• **What is required**:
Pull each line with the string "they" from the entries.

• **Data for review**:
PR #1200, opened 2025-02-24
Fix a typo that causes reductions of constants to persist where they shouldn't.

drgrice1:
This typo dates back to 2005, but is an obvious typo.


somiaj (approved):

pstaabp (approved):
Oh my.  Bad typo.

PR #1201, opened 2025-02-27
New sample problems and updates

pstaabp:
Added new Sample problems and updated existing problems.  

Updates includes
* removing the subjects of 'answer' and 'graphs' and reclassifying appropriate places for these problems. These two should never have been subjects. 
* running perltidy again on the sample problems.
* adding some additional links (categories, see_also, ..)

Note: for the new VectorGraphTool problem, #1195 needs to be merged. 

I've also updated the list of sample problems that @drgrice1 posted earlier to 
[setSample_Problems.def.txt](https://github.com/user-attachments/files/19011067/setSample_Problems.def.txt)


Alex-Jordan:
I have merged #1195, and it changed since you opened this PR. I haven't looked but I suspect you may want to revise the sample problem for that tool.

pstaabp:
Just updated the sample problem for the vector graph tool and added a line segment graph tool problem.

tutorial/sample-problems/Algebra/GraphToolCustomChecker.pg
```diff
@@ -159,10 +159,10 @@ The equation of the circle given by the equation
...
     [`[$circle_eq_lhs] = [$r ** 2]`]
 
-has center at [`([$h],[$k])`] and radius [$r].  To enter the graph, click the
-circle tool, then click on the center at [`([$h],[$k])`] and then click on a
-second point that is [$r] units from the center.  This is easiest going left,
-right, up or down from the center.
+has center at [`([$h],[$k])`] and radius [$r]. To enter the graph,
+click the circle tool, then click on the center at [`([$h],[$k])`]
+and then click on a second point that is [$r] units from the center.
+This is easiest going left, right, up or down from the center.
```
drgrice1, line 165: Why did you reformat this?  This already fit nicely into an 80 character limit (which is consistent with the default perltidy character width).  So there is no reason for this reformatting to be done.

tutorial/sample-problems/Arithmetic/UnitConversion.pg
```diff
@@ -0,0 +1,68 @@
...
+#: Don't forget to use `helpLink('units')` so your students will have access to the
+#: complete list of units that WeBWorK understands.
+BEGIN_PGML
+Perform the following unit conversions:
+
+a) Convert [$vol] to cups.  You may use [`1\;\text{L} = 1000\;\text{ml}`], [`1\;\text{qt} =  0.9464\;\text{L}`] and [`1\;\text{qt}=4\;\text{cups}`].
+
+    Answer: [_]{$vol_cups->with(sameUnits => 1)}
+
+b) Convert [$s] to miles per hour.  Recall that [`1\;\text{mile}=5280\;\text{feet}`].
```
drgrice1, line 56: This should be
```suggestion
b) Convert [$speed] to miles per hour.  Recall that [`1\;\text{mile}=5280\;\text{feet}`].
```
Otherwise this reads something like `Convert 110 to miles per hour.` which is not valid without a unit on `110` to begin with.

tutorial/sample-problems/Arithmetic/UnitConversion.pg
```diff
@@ -0,0 +1,68 @@
...
+
+    Answer: [_]{$speed->toUnits('mi/h')->with(sameUnits => 1)}
+
+Note: use units in all answers. [@ helpLink('units') @]*
+END_PGML
+
+#:% section = solution
+BEGIN_PGML_SOLUTION
+[$vol->toUnits('cups')]
```
drgrice1, line 65: This doesn't work and gives the error `Error evaluating variable $vol->toUnits('cups'): 'cups' is not defined in this context`.  You have changed to another context on line 39 above that does not have the volume units in it.  So you would need to switch back to that context for this to work.  Although it would be better to just use `$vol_cups` here since it has already been computed.

tutorial/sample-problems/DiffCalc/AnswerWithUnits.pg
```diff
@@ -22,26 +24,25 @@
...
 
 #:% section = setup
+#: First, we will set the variable for the functions in the problem to be t.
+#: Since there is a variable of t, we will assign it to be "seconds".
+#:
 #: Use the differentiation operator `->D('t')` to compute the derivated, and the
-#: evaluation method `->eval()` to evaluate it as a function.
+#: evaluation method `->eval()` to evaluate it as a function. All of these will
+#: now have the expect units.
 Context()->variables->are(t => 'Real');
```
drgrice1, line 36: In order for this problem to work this needs to be
```suggestion
Context('Units')->withUnitsFor('length', 'time')->variables->are(t => 'Real');
```

tutorial/sample-problems/Geometry/LineSegmentGraphTool.pg
```diff
@@ -0,0 +1,65 @@
...
+DOCUMENT();
+
+loadMacros('PGstandard.pl', 'PGML.pl', 'parserGraphTool.pl', 'PGcourse.pl');
+
+#:% section = setup
+#: This problem first finds two points with unequal x-values and unequal y-values.
+#: Below we will ask to drap the line segment between these two and add the correct answer
+#: `{ segment, solid, ($sx1, $sy1), ($sx2, $sy2) }` creates this line segment as a solid line.
+#:
+#:
```
drgrice1, line 31: Please delete this unnecessary empty line.

tutorial/sample-problems/Geometry/LineSegmentGraphTool.pg
```diff
@@ -0,0 +1,65 @@
...
+#:% see_also = [VectorGraphTool.pg, TriangleGraphTool.pg, QuadrilateralGraphTool.pg]
+
+#:% section = preamble
+#: Load the PODLINK('parserGraphTool.pl') macro to be able to use the GraphTool.
+DOCUMENT();
+
+loadMacros('PGstandard.pl', 'PGML.pl', 'parserGraphTool.pl', 'PGcourse.pl');
+
+#:% section = setup
+#: This problem first finds two points with unequal x-values and unequal y-values.
```
drgrice1, line 27: This should say "This problem first finds two distinct points."  The problem in fact does not find two points with unequal x and unequal y values.  The x-values may be equal, and in that case the y-values must be different, and vice versa.

tutorial/sample-problems/Geometry/LineSegmentGraphTool.pg
```diff
@@ -0,0 +1,65 @@
...
+#: Below we will ask to drap the line segment between these two and add the correct answer
```
drgrice1, line 28: How do you "drap" a line segment?

tutorial/sample-problems/Geometry/LineSegmentGraphTool.pg
```diff
@@ -0,0 +1,65 @@
...
+END_PGML
+
+#:% section = solution
+#: The important thing to note is that it is simple to add the correct graph using the
+#: method `generateAnswerGraph` as shown in the solution here.  The PGML directive [ ]*
+#: needs a * for the graph tool to be rendered correctly.
+BEGIN_PGML_SOLUTION
+The correct answer is
+
+[$gt->generateAnswerGraph]*
```
drgrice1, line 62: This should not use the `generateAnswerGraph` method.  Instead this should be
```suggestion
[!graph of correct answer!]{$gt}
```
Of course "graph of correct answer" is not good alternate text.  So either change that to better alternate text or make a comment in the documentation that  more descriptive wording should be used for the alternate text.

Make this change in all of the GraphTool problems that you added that have this code.

tutorial/sample-problems/IntegralCalc/GraphShading.pg
```diff
@@ -32,11 +32,13 @@ loadMacros('PGstandard.pl', 'PGML.pl', 'PGtikz.pl', 'PGcourse.pl');
 #: The shading in done with the `\filldraw` command with the
 #: `fill opacity = 0.5`. Also note that one of the sides of the filled area is
 #: the square root function.
-$a    = random(-4, 2);
-$b    = random(1,  4);
-$g    = Compute("$b + sqrt(x - $a)");
-$gtex = "$b + \sqrt{" . nicestring([ 1, -$a ]) . '}';
-$ans  = Compute("3*$b + 14/3");
+
+Context('Numeric');
```
drgrice1, line 36: Delete this line.  I just finished removing all of these unnecessary calls from the sample problems.  The `Numeric` context is the default context.  There is not need to activate it if that is the context to be used.

tutorial/sample-problems/Parametric/PolarGraph.pg
```diff
@@ -55,7 +55,7 @@ BEGIN_PGML
 Find the area enclosed by one petal of the rose curve
 [`r = f(\theta) = \cos(5\theta)`].
 
->>[!a rose curve!]{$graph}{300}<<  
+>>[!a rose curve!]{$graph}{300}<<
```
drgrice1, line 58: Put this line back to the way that it was.  It was that way for a reason.  The two spaces at the end of the line give a PGML break.  That makes `Graph of ...` centered on the next line instead of on the same line to the right of the image which looks quite bad.

tutorial/sample-problems/Parametric/SpaceCurveGraph.pg
```diff
@@ -13,7 +13,7 @@
 
 #:% name = Space Curve Graph
 #:% type = Sample
-#:% subject = [parametric, graph]
+#:% subject = [parametric, vector calculus]
```
drgrice1, line 16: Instead of just removing the `graph` subject, make `graph` a category.  This is still a problem with a graph.

tutorial/sample-problems/ProblemTechniques/RestrictAnswerToFraction.pg
```diff
@@ -13,7 +13,7 @@
 
 #:% name = Restrict Answers to a Fraction
 #:% type = [technique, sample]
-#:% subject = [answer]
+#:% subject = [algebra, precalculus]
```
drgrice1, line 16: Add the `answers` category to this problem instead of just removing the `answer` subject.

tutorial/sample-problems/ProblemTechniques/RestrictingFunctions.pg
```diff
@@ -13,7 +13,7 @@
 
 #:% name = Restrict Answers to a Constant
 #:% type = [technique, sample]
-#:% subject = [answer]
+#:% subject = [trigonometry]
```
drgrice1, line 16: Same here.  Add the `answers` category.

tutorial/sample-problems/Statistics/BarGraph.pg
```diff
@@ -0,0 +1,97 @@
...
+#:% section = setup
+#: First, we're going to use the 'Percent' context to allow students to enter percents.
+
+#: The graph is created dynamically. The axes are created with the given labels.
+#: Extending the number of bars or the height of the bars should be similar to this code.
+#: The heights of the bars are the grades which are generated randomly with the perl
+#: `map` function. If you want a non uniform distribution, you can create a different
+#: range of random numbers for each grade level.
+#:
+#: Make sure that alt text is added to all graph for accessibility. Be detailed.
```
drgrice1, line 36: This should be
```suggestion
#: Make sure that an alternate text is added to all graphs for accessibility. Be detailed.
```

tutorial/sample-problems/Statistics/BarGraph.pg
```diff
@@ -0,0 +1,97 @@
...
+    . "bar labelled D is $grades[3].";
+
+# This code adds up all the numbers in the @grades array.
+$num_students = 0;
+$num_students += $_ for @grades;
+
+$perA = Real($grades[0] / $num_students);
+
+#:% section = statement
+#: Int this case, we plot the bar graph and ask a question.
```
drgrice1, line 81:
```suggestion
#: In this case, we plot the bar graph and ask a question.
```

tutorial/sample-problems/VectorCalc/GraphToolVectors.pg
```diff
@@ -0,0 +1,57 @@
...
+DOCUMENT();
+
+loadMacros('PGstandard.pl', 'PGML.pl', 'parserGraphTool.pl', 'PGcourse.pl');
+
+#:% section = setup
+#: This problem asks for a vector with random endpoint $vx1, $vy1.  Create this with
+#: `{ vector, solid (0,0), ($vx1, $vx2) }`.
+#:
+#: The answer check will give credit for a vector with same length and point in the
+#: same direction.  The starting point does not need to be the origin.
```
drgrice1, line 30: This should be
```suggestion
#: This problem asks the student to graph the random vector <$vx1, $vy1>.  Set
#: this as the correct answer by passing `{ vector, solid (0,0), ($vx1, $vx2) }`
#: to the `GraphTool` method.
#:
#: The checker will give credit for any vector that is graphed with the same
#: length and direction.  The graphed vector's initial point does not need to be
#: the origin.
```

tutorial/sample-problems/VectorCalc/GraphToolVectors.pg
```diff
@@ -0,0 +1,57 @@
...
+$vx1 = random(-8, 8);
+$vy1 = random(-8, 8);
+
+$gt = GraphTool("{vector, solid, (0, 0), ($vx1, $vy1)}")
+    ->with(availableTools => [ 'VectorTool', 'FillTool', 'SolidDashTool' ]);
+
+#:% section = statement
+#: First, ask the question with the given points.  Then add the `[_]{$gt}` to produce
+#: the graph tool within the problem.
```
drgrice1, line 39: Reword this.  What are the "points" this is talking about?

tutorial/sample-problems/VectorCalc/VectorLineSegment2.pg
```diff
@@ -41,14 +42,14 @@ $ans = Compute("$P + $speed * t * $disp / norm($disp)");
...
 #:% section = statement
 BEGIN_PGML
-A particle starts at the point [`P = [$P]`] when [`t = 0`] and moves along a
-straight line toward [`Q = [@ Point($P + $disp) @]`] at a speed of [`[$speed]`]
-centimeters per second.  Assume that [`x`], [`y`], and [`z`] are measured in
-centimeters.
+A particle starts at the point [`P = [$P]`] when [`t = 0`]
+and moves along a straight line toward [`Q = [@ Point($P + $disp) @]`]
+at a speed of [`[$speed]`] centimeters per second . Assume that [`x`],
+[`y`], and [`z`] are measured in centimeters.
```
drgrice1, line 48: Put this back to the way it was.  This is unnecessary reformatting, and isn't even formatted as well as it was.

tutorial/sample-problems/VectorCalc/VectorLineSegment2.pg
```diff
@@ -41,14 +42,14 @@ $ans = Compute("$P + $speed * t * $disp / norm($disp)");
...
 
 Find a vector equation for the position of the object.
 
-[` \vec{r}(t) = `] [____]{$ans}
+[` \vec{r}(t) = `] [__]{$ans}
```
drgrice1, line 52: Why did you change this?  You made the answer rule shorter.  If anything the answer rule should be made longer for this problem.  Also it would be better to use the `[_]{$ans}{10}` syntax for the answer rule length.  It is clearer what the length setting is than having to count underscores.  Note that this only affects the answer rule length when MathQuill is not in use.

drgrice1 (commented):
There are several changes needed here.

First , please reformat the problems that you added.  Always try to fit into an 80 character text width whenever possible.  That is what we have the pg perltidy script set to use.  One reason for that is that even with a wide browser window anything more will wrap and look bad in the problem editor.

Note that the `sample-problems/Geometry/LineSegmentGraphTool.pg` problem is not in the set definition file that you posted.  I am just noting this so that others testing this pull request will know to add it (or look at it in a different way).

tutorial/sample-problems/Arithmetic/UnitConversion.pg
drgrice1: Actually, in thinking about this more.  It would be better if you deleted line 65.  This is a bad practice that should not be encouraged in the sample problems.  What you are showing here is NOT a solution.  It is a correct answer.  Correct answers are already shown when solutions are available, and the solution should not be just the correct answer again.  A solution should show how to work the problem, and not just be an answer.

tutorial/sample-problems/Algebra/GraphToolCustomChecker.pg
pstaabp: Not sure?  reverted it.

pstaabp:
I think the couple that I reformatted to be more narrow was just due to a narrow screen I was using in the ProblemEditor.   If I use vscode, I get the 80 limit as a vertical line.  Do you know if CodeMirror6 has the ability to include a vertical line at a given width.  That might be helpful. 

I have made updates on these and just pushed.

tutorial/sample-problems/DiffCalc/AnswerWithUnits.pg
```diff
@@ -22,26 +24,25 @@
...
-loadMacros(
-    'PGstandard.pl',            'PGML.pl',
-    'parserNumberWithUnits.pl', 'parserFormulaWithUnits.pl',
-    'PGcourse.pl'
-);
+loadMacros('PGstandard.pl', 'PGML.pl', 'contextUnits.pl', 'PGcourse.pl');
 
 #:% section = setup
+#: First, we will set the variable for the functions in the problem to be t.
+#: Since there is a variable of t, we will assign it to be "seconds".
```
drgrice1, line 31: Change this to something like

```suggestion
#: First, set the variable for the functions in the problem to be t,
#: and assign the unit "seconds" to it.
```

Generally, try to avoid using the "royal we" in the documentation.  That is bad practice.

drgrice1 (commented):
When I asked that the problems be formatted to fit into the 80 character limit, I mean the entire problem.  That means documentation and PGML sections as well.  That is what I did with the existing sample problems in the last related pull request.  I see this still has not been done.

pstaabp:
I double checked all of the problems. 

The only cases that I think remain is when the categories or sample problems list goes beyond, but I think we'd have to rewrite the script to handle that.

drgrice1:
That is better.  Yeah, the categories have to be on the same line at this point.

The next thing to look at is the wording in the documentation of the new problems.  For example, in the `LineSegmentGraphTool.pg` it says

```
Below we will ask to graph the line segment between these two and add the
correct answer `{ segment, solid, ($sx1, $sy1), ($sx2, $sy2) }` creates this
line segment as a solid line.
```

First it has the "royal we" I said to try and get rid of.  Second, it is a run on sentence.

Then a few lines later in the same documentation it states:

```
Mulitple line segments can be added to the graph tool, but note that there is
a Triangle Graph Tool, PROBLINK('TriangleGraphTool.pg') and a Quadrilateral
Graph too, PROBLINK('QuadrilateralGraphTool.pg') as well.
```

Technically that is not a run on sentence, but it is a conjunction between two sentences that are really unrelated, and reads quite poorly.

pstaabp:
I do use the royal "we" and will look overthing again.

pstaabp:
Made some more changes.  Got rid of the royal "we" and tried to be more consistent with the style of the other problems.

somiaj (approved):
Example updates are good, no real comment on the actual problems though. Just one minor question below.

tutorial/sample-problems/DiffCalc/AnswerWithUnits.pg
```diff
@@ -12,6 +12,8 @@
 ## MO(1)
 ## KEYWORDS('differential calculus', 'units')
 
+# Updated 2025.02 to use the contextUnits.pl macro.
+
```
somiaj, line 16: Do we want to get into the habit of adding changelog comments to some of these examples? I don't initially see the point to this.

drgrice1: I also did not like that this comment was added.  It should be removed.

Alex-Jordan:
```suggestion
```

PR #1202, opened 2025-02-27
Make crossed quadrilaterals fill only the region containing the fill point.

drgrice1:
This is to fix a comment I placed in the code about filling quadrilaterals, and the comment made by @Alex-Jordan in https://github.com/openwebwork/pg/pull/1191#issuecomment-2683381959.

The code implemented in #1191 fills the entire interior of a quadrilateral even if it is a crossed quadrilateral (that is a quadrilateral with two edges that intersect). That is inconsistent with all of the other graph tool objects in some sense.  To be more consistent only the region inside the quadrilateral that satisfies the same inequalities relative to the borders should be filled.  So that is what this does.

I also was doing some benchmarking of the TikZ fill code used for generating hardcopy and noticed that some things were rather slow. The slow down it turns out was using MathObject Reals in computations. There is no need for the MathObject structure in those computations, so all of the fill code now uses the perl values instead. It isn't even funny how much faster computations are with pure perl numbers versus MathObject Reals. The difference is rather extreme. Performing something like 10000 basic arithmetic operations with MathObject Reals takes more than five seconds, but with pure perl numbers it takes less than 20 milliseconds.

### DIFF
--- a/htdocs/js/GraphTool/quadrilateral.js
+++ b/htdocs/js/GraphTool/quadrilateral.js
@@ -65,11 +65,9 @@
 				].join(',');
 			},
 
-			// Note that this is an interior fill which is a bit inconsistent with the other fill cmp methods for other
-			// graph objects.  Other grap objects use an inequality fill.
 			fillCmp(gt, point) {
 				// Check to see if the point is on the border.
-				for (i = 0, j = this.definingPts.length - 1; i < this.definingPts.length; j = i++) {
+				for (let i = 0, j = this.definingPts.length - 1; i < this.definingPts.length; j = i++) {
 					if (
 						point[1] <= Math.max(this.definingPts[i].X(), this.definingPts[j].X()) &&
 						point[1] >= Math.min(this.definingPts[i].X(), this.definingPts[j].X()) &&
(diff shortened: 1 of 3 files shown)


drgrice1:
That is exactly the expected result with the current fill algorithm.  All of the points that are shaded are in the bottom region of the larger quadrilateral, and outside the other quadrilateral.

Remember the current fill algorithm was designed to be an inequality fill.  So here are a couple of examples to demonstrate this.

The following screenshot is the graph of the parabolas $y=x^2-4$ and $x=y^2-4$, and the region filled is the solution to the system of inequalities $y < x^2 -4$ and $x < y^2 - 4$.

parabola-fill

The following is the graph of the lines $y=4$, $y=-4$, $x=4$, and $x=-4$, and the circle $x^2+y^2 = 16$.  The region filled is the solution to $y<4$, $y>-4$, $x<4$, $x>-4$, and $x^2+y^2 <16$.

circle-square-fill

The way that quadrilaterals are designed with respect to filling for the develop branch is an exterior versus interior fill.  So all points inside the quadrilateral are filled together assuming they all satisfy the same inequalities relative to the other objects graphed.

In a sense, the fill implemented in this pull request is similar to the second example above.

It seems that you are expecting a completely different kind of fill than what is implemented.  I am guessing that you are thinking of a flood fill.  I have a partial flood fill implementation that at some point I want to add as an alternate optional algorithm.  Unfortunately, it doesn't entirely work, and there are some serious obstacles to really getting it to work correctly and efficiently.

Alex-Jordan:
I'm not trying to express opinions, and I am happy to just have these tools. I'm guessing that general uses will be expecting flood fills, so there may just be some confusion and/or need for education. Although, these scenarios with multiple non-line objects that need regions filled will be rare.

drgrice1:
At this point a flood fill is not an option.  I have been working for about 10 years to actually get that to work.

Alex-Jordan (approved):
This all makes sense, and works.

pstaabp (approved):
I checked some regions on develop and didn't notice it being slow, but the PR looks good.  Makes sense to use pure perl reals.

• **Answer section**:
Fix a typo that causes reductions of constants to persist where they shouldn't.
The way that quadrilaterals are designed with respect to filling for the develop branch is an exterior versus interior fill.  So all points inside the quadrilateral are filled together assuming they all satisfy the same inequalities relative to the other objects graphed.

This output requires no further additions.